§ What to produce:
Please output the entries below from the line that contains "see: https://gravitee.atlassian.net/browse/GKO-287" through the final line, reproduced exactly and alone.

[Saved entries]
PR #721, opened 2024-07-08
feat: add validation webhook to GKO

kamiiiel:
see: https://gravitee.atlassian.net/browse/GKO-287


main.go
```diff
@@ -282,3 +301,40 @@ func applyCRDs() error {
 		return err
 	})
 }
+
+func pathAdmissionWebhook() {
```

§ Response to this exercise:
see: https://gravitee.atlassian.net/browse/GKO-287


main.go
```diff
@@ -282,3 +301,40 @@ func applyCRDs() error {
 		return err
 	})
 }
+
+func pathAdmissionWebhook() {
```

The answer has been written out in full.